Last week, I presented to you, our wonderful readers, a look into how technology has seeped into fashion and helped to shape trends. We assume that technology has done nothing but help fashion by helping to make it a truly global industry, provide better and faster ways to churn out the latest trends, and help new and classic designers build their brand. By following those lucky enough to be included in the various encircles of the fashion world on Instagram, Facebook, Twitter, etc. you can have near real-time access to everything that’s happening on the runway. This week, however, I would like to play devil’s advocate and show you how technology, and specifically social media, has actually hurt the fashion world.
When I think runway, I envision models on the runway wearing the newest, hottest trends for next season. You’d think that, since it’s a fashion show, they would be the center of attention and you would have been right ten years ago. Nowadays, however it’s become more about all the celebrities in the front row, so it almost becomes a question of “what exactly is the main attraction?” The garnments or the celebrity style?
While we can all agree that bloggers have become essential to all industries, if you’re luck enough to get into a Gucci fashion show, maybe you should be more concerned with how those shoes are going to translate to a Forever 21 customer, and less concerned with updating your Instagram with a heavily filtered image of Kim Kardashian and Kanye West. There is a time and a place for Celebrity Fashion. A very affluent fashion show is not it. Just saying.
When a very high-end designer decides to cut their attendance in half, namely Oscar De Le Renta, it’s probably time to reevaluate some priorities.

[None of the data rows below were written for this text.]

PR #255, opened 2015-09-12
Dockerfile for tidy-html5

vielmetti:
My first pass at a Dockerfile for this project. It downloads the 5.1.9 release, brings in all of the dependencies, builds all of the binaries and libraries, creates documentation, and builds an RPM and DEB for the platform it's on.

A couple of todos are left:
- it should probably build from the git "master" branch instead of a specific release
- if you were doing this in production you'd strip a lot of stuff out of it
- the base image could be much smaller than Ubuntu

This does completely automate a build from scratch.

### DIFF
--- a/Dockerfile
+++ b/Dockerfile
@@ -1,0 +1,33 @@
+from ubuntu:14.04
+MAINTAINER Edward M. Vielmetti <edward.vielmetti@gmail.com>
+
+# install prerequisites
+RUN apt-get update && apt-get install -y \
+    build-essential \
+    cmake \
+    curl \
+    zip \
+    xsltproc \
+    doxygen \
+    rpm \
+    git
+
+# grab the tarball
+WORKDIR /root
+RUN curl -L -o 5.1.9.zip https://github.com/htacg/tidy-html5/archive/5.1.9.zip && \
+    unzip 5.1.9.zip
+
+# do the build
+# build everything I possibly can
+
+WORKDIR /root/tidy-html5-5.1.9/build/cmake 
+RUN cmake ../.. && make 
+
+WORKDIR /root/tidy-html5-5.1.9/build/documentation
+RUN cp ../cmake/tidy ../cmake/tidy5 && ./build_docs.sh
+
+WORKDIR /root/tidy-html5-5.1.9/build/cmake 
+RUN make package && make install 
+
+# run the command
+CMD "/usr/local/bin/tidy"


geoffmcl:
@vielmett ok, this looks like a `script` build... No particular problem with that...

Some small points, ideas, comments -

First, as a suggestion! To me a PR should not be for your `first pass`, plus fixes that you required on testing... It should be the final, tested product, clean of say spelling mistakes... in this case one new file... no history of patches on it before it even arrives...

Others:

 1. `MAINTAINER` - should this not be the HTACG group? Yes, by all means add something like `
 # First added by Edward M. Vielmetti <edward.vielmetti@gmail.com> on...`
 2. `# install prerequisites` - well ok, if you really want to **mess** with someone else system... I'd prefer this 'switchable', at least to be **off**...
 3. `# build everything I possibly can` - Hey, WHY? As a user why would you want the documentation, and packaging??? They are of no use to him/her! No gain...

For 2. I do not know if it supports any `if-else-endif` logic, but my idea would be say in pseudo code -

```
#IF NOT ENV $DOUPDATE EQU NO
    # Update the system AND prerequisites
    RUN apt-get update && apt-get install -y \
    build-essential \
    cmake \
    ... etc ...
#ENDIF 
```

so I can do `export DOUPDATE=NO` to stop this...

And it would be nice of the list of `install` items was also externally configerable... and maybe current system dependence, if any needed...

On the latter 3. accepting to not build **eveything** would certainly reduce the `prerequisite` system invasion ;=))

To build the default, assuming you have cloned the source, why not just -

```
# change to the git source
WORKDIR $HOME/projects/tidy-html5/build/cmake
# and build tidy...
RUN ./build-me.sh
```

And you will note the `build-me.sh` chooses some defaults but has some user options... one of which is to generate the stripped release, production version...

And I certainly agree with with another of your TODO comments, namely using the git cloned  source, or even some other specific branch, other than the default `master`, like `release/5.0.0`, or even some earlier tagged versions, not just a **fixed** zip version...

Otherwise why is git installed? And if not using zip, then no `curl` install needed...

But either way, this `Dockerfile` does not really seem to be part of the tidy-html5 source repo... 

If you have already cloned the repo to get it, why is it then choosing to download another zip, **or** another clone, to a `WORKDIR /root` no less!... Does not really make sense to me...

Maybe this type of thing could be hosted somewhere else as `<...>/tidy-html5/Dockerfile`... as a sort of `do-it-all` script... if people want, need that... maybe added to http://www.html-tidy.org/#get_tidy... as an alternative 'full-download-build-install' script... 

Or maybe we need another repo, say `htacg/meta`, which could hold such `download-and-compile` scripts, and other `meta` data... I have an `updtidy-html5.sh` script which does the cloning, but could be expanded... or something...

So, for the reasons above, I personally see no Tidy! gain in this PR at this time... sorry...

Will certainly listens for other comments, ideas... 

Maybe I am missing something here? Maybe `Dockerfile` is the new `holy grail` ;=)) 

I do note it is **not** installed by default in my Ubuntu 14.04!

vielmetti:
Closing this pull request as it was rejected by the package maintainer.

Issue #339, opened 2015-12-31
Character encoding results on different OS (case 445557 as current example)


balthisar:
I've been digging into why this file is different on Mac OS versus Windows and Linux (which I regard as proper output and improper on Mac OS X, where the generated HTML doesn't render properly).

Essentially Tidy is treating ASCII > 127 as "MacRoman", which according to `streamio.h:184`, replaces "_illegal SGML characters regardless of encoding._" The test case specifies **latin1**; I don't think Tidy should be making substitutions regardless of encoding.

A quick fix would be separately defining `DFLT_REPL_CHARENC` in `tidyplatform.h:90-98`, so that at the _very least_ Mac OS X behaves the same as Linux and Windows. I suppose for `MAC_OS_CLASSIC` we could leave in the archaic MacRoman, but we'd still be generating different output (although I'd suggest deprecating `MAC_OS_CLASSIC` altogether as I have no intention of setting up a C development system for testing in an VM).

The reason I'm not issuing an immediate PR for review is because **I'm probably misunderstanding some of the reasons this character substitution is performed in the first place.**

My opinion is summed up like this: _given an identical file on any platform using the same configuration options, the output should be identical_, e.g., if a file is MacRoman on a Windows or Linux system, it should give the same output regardless. If we say a file is **latin1**, we should trust the configuration option.

I've not looked into the other (probable) character encoding issues in the test cases yet, but some of them may be Windows-specific. Note that `streamio.c:467` makes specific checks for isWinChar, too, meaning that we can have the same issues by second-guessing the file encoding format.

As I dig into the other varying test cases, I'll add comments to this bug report.

A discussion about the couple of questions I asked above would be useful, I suggest.

balthisar:
Confirming that case 1632218 is also corrected on Mac OS X by not using MacRoman character substitution.

I'm tentatively thinking that the whole `ReplacementCharEncoding` mechanism isn't necessary. The appropriate substitutions are made if `in->encoding` is set, otherwise we're second-guessing the file format on different systems, even for the very same file.

The only other place I see `ReplacementCharEncoding` used is in `lexer.c:1040`, where again the WIN1252 replacement is used in all cases except for Mac OS.

This means that without understanding the reason for the original distinction, the whole mechanism isn't needed; invalid entities should _always_ be treated as CP1252 unless we want to introduce an entirely new configuration option (which would parallel the input-encoding option, and be largely redundant).

[...]

PR #340, opened 2015-12-31
Fixes Mac OS X encoding issues and harmonizes output across platforms.

balthisar:
Previously Tidy produced different output based on the compilation target, NOT based on
the file encoding and specified options. Every platform was equal except Mac OS. Now unless
the encoding is specifically set to a Mac file type, all encoding assumptions are the same
across platforms.

### DIFF
--- a/include/tidyplatform.h
+++ b/include/tidyplatform.h
@@ -92,9 +92,6 @@ extern "C" {
 #define MAC_OS
 #define FILENAMES_CASE_SENSITIVE 0
 #define strcasecmp strcmp
-#ifndef DFLT_REPL_CHARENC
-#define DFLT_REPL_CHARENC MACROMAN
-#endif
 #endif
 
 /* Convenience defines for BSD like platforms */
@@ -360,13 +357,6 @@ extern "C" {
 
 #ifdef NEEDS_UNISTD_H
 #include <unistd.h>  /* needed for unlink on some Unix systems */
-#endif
-
-/* This can be set at compile time.  Usually Windows,
-** except for Macintosh builds.
-*/
-#ifndef DFLT_REPL_CHARENC
-#define DFLT_REPL_CHARENC WIN1252
 #endif
 
 /* By default, use case-sensitive filename comparison.
--- a/src/lexer.c
+++ b/src/lexer.c
@@ -1037,10 +1037,8 @@ static void ParseEntity( TidyDocImpl* doc, GetTokenMode mode )
                 uint c1 = 0;
                 int replaceMode = DISCARDED_CHAR;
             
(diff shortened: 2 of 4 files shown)


balthisar:
Addresses #339.

include/tidyplatform.h
```diff
@@ -92,9 +92,6 @@ extern "C" {
 #define MAC_OS
 #define FILENAMES_CASE_SENSITIVE 0
 #define strcasecmp strcmp
-#ifndef DFLT_REPL_CHARENC
```
balthisar: This is the actual fix.

include/tidyplatform.h
```diff
@@ -362,13 +359,6 @@ extern "C" {
 #include <unistd.h>  /* needed for unlink on some Unix systems */
 #endif
 
-/* This can be set at compile time.  Usually Windows,
```
balthisar: None of these are needed as no provision anywhere in the code makes for other allowances once we treat Mac OS X the same.

src/lexer.c
```diff
@@ -1037,10 +1037,8 @@ static void ParseEntity( TidyDocImpl* doc, GetTokenMode mode )
                 uint c1 = 0;
                 int replaceMode = DISCARDED_CHAR;
             
-                if ( TY_(ReplacementCharEncoding) == WIN1252 )
```
balthisar: Assuming cp1252 has always been the case, except in the broken Mac implementation.

src/streamio.c
```diff
@@ -476,10 +473,10 @@ uint TY_(ReadChar)( StreamIn *in )
                 in->doc->lexer->columns = in->curcol;
             }
                 
-            if ( isWinChar )
-                c1 = TY_(DecodeWin1252)( c );
-            else if ( isMacChar )
-                c1 = TY_(DecodeMacRoman)( c );
+            if ( isMacChar )
```
balthisar: Still require this logic if the actual input encoding is set to MacRoman, though, otherwise there can be no other assumption than cp1252.

src/streamio.c
```diff
@@ -748,14 +745,7 @@ void TY_(WriteChar)( uint c, StreamOut* out )
 ** Miscellaneous / Helpers
 ****************************/
 
-/* char encoding used when replacing illegal SGML chars,
```
balthisar: Not needed.

src/streamio.h
```diff
@@ -181,12 +181,6 @@ int TY_(GetCharEncodingFromOptName)(ctmbstr charenc);
 #endif
 
 
-/* char encoding used when replacing illegal SGML chars,
```
balthisar: Not needed.

PR #347, opened 2016-01-15
Localization Support added to HTML Tidy

balthisar:
- Languages can now be added to Tidy using standard toolchains.
- Tidy's help output is improved with new options and some reorganization.


balthisar:
I rebased my development branch and issued a PR on this one, and closed the first PR. No sense in adding a bunch of development crud to our master branch.

### Feature Complete

I'm judging the current PR as "feature complete." There may be some bugs and hiccups in the PO<->H conversion process, but that cannot in any way affect the Tidy code.

I've been testing the changes to Tidy's core. In the end they're not all that complex at all and doesn't gut Tidy. I've not found any incompatibilities, leaks, poor output, or other bad behavior at all. Aside from the strings I changed, it's virtually a transparent replacement for current `master` branch.

Unfortunately there are also several changes to tidy.c that I took the opportunity to make that I wasn't able to add to a feature-specific branch. Mostly developer documentation and some tweaks to the output, especially the `-h` output. I've also introduced help for the new language features, and added a couple of new XML output features related to language.

Special thanks to @geoffmcl for making sure I stick to K&R!

### gettext Support

Special thanks to @gagern for the gettext suggestions. While it complicated things just a bit, it really does give Tidy the opportunity to offer world-class language support. Using the Ruby `potool.rb` we can convert between standard PO files and Tidy's language header files.

While gettext's tools won't work directly with Tidy, we can officially support PO files, and this opens us to a large world of potential translators to use their favorite tools. Tidy will support PO files even if they use positional format parameters, and will support the various plural forms of different languages. I never realized, for example, that French used different plural forms (does @geoffmcl know enough French to give us a French translation?)

If anyone wants to get started on a translation, then `tidy.pot` is now officially available in the `localize\translations` directory!

I look forward to merging this branch in a few days unless someone discovers some last-minute showstoppers.

gagern:
I'm looking at [the POT](https://github.com/htacg/tidy-html5/blob/2900d82decd6423f32254af65e9f5ae122328143/localize/translations/tidy.pot).

Not a showstopper for this PR, but it would be nice if the pot could contain `#:` source reference comments, indicating where in the sources the enum constant is being referenced. In some cases this could help clarify the meaning of a short string.

    #. Translator, please ignore following: ##SUPPORT_ACCESSIBILITY_CHECKS##

Here it's unclear to me whether the comment refers to the `##SUPPORT_ACCESSIBILITY_CHECKS##` or to the message as a whole. In the latter case, why are they in here in the first case?

balthisar:
Hi @gagern, I considered adding the reference comment. I may do that yet, as I know it can be helpful. It's just that because we can't use `xgettext` directly it's going to be a manual effort unless I write my own `xgettext` to parse all of Tidy's source code. This means updating the reference information when we make code changes.

As for the developer comment I will try to make it more clear, such as "Translator, please ignore this comment." Because the PO format doesn't allow any metadata to be stored with the strings, I'm using those developer comments to store metadata myself. Hopefully the comments won't frustrate the translators. The particular metadata in your example categories that particular string as being part of a #if SUPPORT_ACCESSIBILITY_CHECKS ... #endif block, which is required information when building the H from the PO.

Now that I think about it, I can probably change this. I have to parse the built-in `language_en.h` anyway in order to translate the PO to H, so I can just get the if-group assignments then without cluttering the PO/POT. You keep making me rethink things and making them better.

I'll keep the PR as is, and implement the enhancement after merging. I've been ignoring too many of the other issues lately.

geoffmcl:
@balthisar ok, thanks for flattening the development...

First it compiles fine in WIN32 with MSVC10, both as 32-bits, and 64-bits... 

But it failed to compile in MinGW32 - some problem with -
```
libtidys.a(win_vsnprintf.c.obj):win_vsnprintf.c:(.text+0x1a): undefined reference to `_vscprintf_p'
libtidys.a(win_vsnprintf.c.obj):win_vsnprintf.c:(.text+0x5c): undefined reference to `_vsprintf_p'
```

Will need to look deaper into this... maybe needs some `#ifdef __MINGW32__` in that source, or maybe `if (MINGW)` in CMakeLists.txt... not sure... still trying to get with this MinGW build, which uses its own `gcc 4.8.1` WIN32 port, and lots of other tools... I would like at some stage to offer MinGW 32 and 64 builds in our binaries, as alternative to the MSVC10 files now offered...

But onto testing the WIN32 64-bit EXE... I tried a few known tests, and at least nothing crashed... I did compare the HTML output with `testbase`, since this HTML output should **not** change... and in the limited tests done with tidy exe 5.1.33localizing, everything appeared ok... as it should - localization should no effect html output...

Of course comparing the error output file shows up all the good changes made in the text... but this is a separate question... and I have yet to also get into the new rudy testing you have offerered...

Over the coming days I will try to do a fuller testing...

Concerning the tranlation of the POT file, wow, I am new to this... Yes, I know perhaps enough french to put the messages into say google translate, and apply some corrections to the results, and pass the results to a french friend to finalise... together we could get there...

But what is this PO toolchain? Favorite PO editor? I do not seem to have these in WIN32. What are they in linux? But the README.md does seem to say it can be done manually, if you are careful... 

Do I understand it correctly that for every `msgid` (english), there must be a `msgstr` in the language of choice, if there is a translation...

Is that it? If it is, then I could develop my own toolchain to extract each `msgid`, work on a translation, with my friend, and put it back together... and then use the poconvert.rb to generate the .h file... But maybe there is more to understand?

Concerning running ruby... I have Ruby installed, and can easily setup (modify the PATH) to use it, but in each new case it exits with warning to run `bundle install`... but when I do that it also alters the Gemfile.lock... but then I can run `ruby`... it is always confusing to have an altered file, that git notes, that probably should **not** be pushed to the repo...

But then the readme says to run [potool.rb](https://github.com/htacg/tidy-html5/tree/localize_flat/localize#potoolrb), but I can not find that tool... I seem missing something... confused a little...

balthisar:
I'll try to look into MinGW32 -- it doesn't define _WIN32? Or maybe it does, but doesn't export MS' `_vscprintf_p`? Maybe I need to capture MSVC instead of MinGW32 -- I don't know enough about MinGW32 yet.
* * *
For the POT, apparently it's a "standard" format for Unix translations (really gettext). A lot of the tools I see support POT and `.strings` (a Mac OS X and iOS format). It seems like a reasonable format, and as it's text based, I guess it's easier than editing the header files directly for people that offer translations. There also appear to be a _lot_ of online services that offer support for the format.

The "tool chain" is gettext specific, something that we're avoiding. The poconvert.rb kind of attempts to replicate some of it specific to Tidy, hopefully in a way that's familiar to gettext users. This is untested because I'm not a gettext user. In any case, the POT file should be familiar to translators, and they use this to generate a PO file that is the actual translation. "Favorite editor" I suppose is up to each translator. There are online tools (including Google) that use the format and provide machine translations. I've been playing around with something called "POEdit" that makes it very easy to translate.

Similar to you, I can speak and write Mexican Spanish quite fluently, but I'm a non-native speaker. I think I'm good enough to edit the machine translations and deliver an acceptable Spanish localization, then await the bug reports or PR's for corrections.

Your understanding is correct about the `msgid` and the `msgstr`. The only thing to note for French, anyway, is the plurals. The `msgid` will also have an `msgid_plural` in English, but the translation, instead of `msgstr` will have an array-type format: `msgstr[0]`, etc., denoting the "case." The case is selected by the language's Plural-Forms, which for French is different than English: `nplurals=2; plural=n>1` means there are two forms (subscripts 0 and 1), and the plural will be applied if the case > 1 (e.g., in French, zero is singular vs plural in English). In the end, for French, it doesn't really matter: if you use [0] singular, [1] plural, Tidy will automatically choose the correct one if the PO (and header) includes the C pieces above (check out the sample langugage_xx.h header files to see how this is achieved).

Actually, French is easy. Some languages, it seems, have up to six plural forms!!!!

See also https://www.gnu.org/software/gettext/manual/html_node/Plural-forms.html#Plural-forms

* * *

For the poconvert.rb (oops, docs are wrong; I must have changed the name at some point), sorry about the Ruby. I know Bash, but haven't worked with DOS scripts in ages and ages and ages and ages, and I really want to provide something that works everywhere (assuming one installs Ruby). It's just a scripting language like Perl, and has a dependency manager like Perl.

I think your issue is that some of the dependencies aren't being met. The file `Gemfile` is the manifest for the non-built-in dependencies. The `Gemfile.lock` I should add to .gitignore. The Gemfile makes it simple to ensure dependencies are installed, but it's not required.

Hard way: install dependencies manually with `gem install some_dependency`
Easy way: `bundle install`
Of course, `bundle` is non-built-in, so you can `gem install bundler`, then `bundle install` in the `localize` directory. That should take care of the dependencies issue.

In Windows cmd it's necessary to run Ruby scripts using `ruby poconvert.rb`. If you're using bash provided by git or some other bash, then the standard `./poconvert.rb` will be fine.

On a side note, Ruby is pretty nice and very easy to get used to. I've only dabbled in it before, and recently only became familiar with it due to trying to work on the testing branch and as a conversion tool for this branch. I guess long time Rubyists might have a lot of criticism, but it seems to get the job done.

geoffmcl:
@balthisar, as you can see moved the MinGW discussion to #349

Thanks for expanding on the `msgid` and `msgstr`, and plurals... I think I understand better...

I was about to install a Windows POEdit, but then saw the source is available, but unfortunately it is not a cmake project, and the poedit.sln MSVC solution files given failed to build it, even after also installing all the submodules... a nearly 2 GB of sources... 75 thousand files... but there was one or more failed - eventually it build 27 of the 33 projects... 6 failed...

I will try to continue with this, but see it is mixed with gettext, iconv, i18n, wxWidgets, BerkeleyDB, boost, expat, zlib, and others, so this will be a **difficult** windows build ;=((

I have tried for **years** to get some of these dependencies compiled in native windows, have some successes, but it is tough going... cetainly not possible for the average user...

Maybe I will try their Windows binary installer when I feel **braver**! Usually the installer will also contain all the dependency libraries/DLLs... But yet another editor... why not!

Just a small note concerning using `ruby poconvert.rb`. It is possible to associate a `.rb` extension to use the ruby.exe to load, run it, but it is a tedious process if the installer does not handle putting that association in the windows registry, and `PATHEXT` environment variable... 

Like for example with python, perl, etc. If I have a `which.py` script, then for sure I can run that as `python which.py args`, but because the installer did all the registry/environment setup then I can also run it as `which.py args`, or even `which args`... so such a setup is possible, just not always done, or desired...

The undesirable part of these associations is that if say you already have a `which.exe` app in the PATH, then you can be confused with what exactly is being run, when, where... 

So no real problem about using ruby, in general... but would appeciate you putting the changed `Gemfile.lock` file in .gitignore if we can do without it being there... just to avoid a git modified notice after I run `bundle install`...

Ok I can understand the name change from `potool.rb` to `poconvert.rb`... no problem... and can see this utility converts between `po` and `h`... again no problem when I get there... 

But to start say a french translation I assume I just copy either `tidy.pot` to say `language_fr.po` and set to work adding french `msgstr` strings... or maybe copy `language_en_gb.po` to `language_fr.po`, or is that the same thing? This seems not exactly clear in the current `README.md`!

balthisar:
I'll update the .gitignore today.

Another thing to consider is the rate at which we have begun to demand new trends. We have become so used to instant access, and some new trend, technology, or do-dad coming out every couple of weeks, that we expect everything to be that way, forcing some designers to present almost ten collections a year just to try to keep us happy. That’s anywhere from 30 to 120 pieces per line. You do the math. That is a crazy amount of choice. Not to mention all the work that goes into producing every intricate piece, from patterns to finishing trims.
I’m not saying that we should stop blogging about everything that interests us, or even that we should slow down. I just think we should gain some focus.